PROBLEM DETAILS — Scan each line of the entries below for the word "eirikurn" and count the ones where it appears. The answer is that number alone.

MATERIAL FOR THIS EXERCISE below:

PR #9919, opened 2023-02-12
feat(services-sessions): Add geoip parsing

saevarma:
[Notion task for geoip lookup](https://www.notion.so/Use-geoip-lite-for-location-lookup-of-ip-addresses-0300c6cafbeb456baecbc3ad14023b62?pvs=4)
[Notion taks for geoip update](https://www.notion.so/Update-geoip-lite-as-part-of-the-build-step-of-the-activities-service-15e86ac891154a93b1b25477fcf823b0?pvs=4)

## What

Adding geoip-lite lookup in sessions service for worker.
Adding `preBuildCommands` support in our custom build executor to run pre build step which updates the geoip data if running in CI.

@island-is/devops before merging we need to get island.is [sign up](https://www.maxmind.com/en/geolite2/signup?utm_source=kb&utm_medium=kb-link&utm_campaign=kb-create-account) on MaxMind webstie and [generate license key](https://support.maxmind.com/hc/en-us/articles/4407111582235-Generate-a-License-Key) and add as `GEOIP_LICENSE_KEY` environment variable for Github Actions.

## Why

To display location based on ip and update the geoip data.

## Screenshots / Gifs

## Checklist:


apps/services/sessions/src/app/sessions/sessions.service.ts
```diff
@@ -71,9 +72,15 @@ export class SessionsService {
     const device =
       browser || os ? `${browser}${browser && os ? ` (${os})` : os}` : undefined
 
+    const geoLocation = geoip.lookup(session.ip)
+    const ipLocation = geoLocation
+      ? `${geoLocation.city}, ${geoLocation.country}`
+      : undefined
```
eirikurn, line 78: Does this need to be more defensive or are both properties always returned?

tools/executors/node/schema.json
```diff
@@ -161,6 +161,14 @@
       "type": "string",
       "description": "Name of the main output file. (defaults to `main.js`)",
       "default": "main.js"
+    },
+    "preBuildCommands": {
```
eirikurn, line 165: Think we should use run-commands instead 👍

apps/services/sessions/src/app/sessions/sessions.service.ts
saevarma: Looking at the source the country could be returned with empty city. So I will make this more defensive on the string formatting.

tools/executors/node/schema.json
saevarma: Agreed

apps/services/sessions/project.json
```diff
@@ -4,6 +4,22 @@
   "projectType": "application",
   "targets": {
     "build": {
+      "executor": "@nrwl/workspace:run-commands",
+      "options": {
+        "outputPath": "dist/apps/services/sessions",
+        "commands": ["nx esbuild services-sessions"],
+        "parallel": false
```
eirikurn, line 11: These should be fine to run in parallel ... right?

eirikurn (approved):
LGTM 👍

apps/services/sessions/project.json
saevarma: esbuild copies the package from node_modules, so we need to be sure that the data is updated before the build.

End of MATERIAL FOR THIS EXERCISE.

RESULT BELOW — 4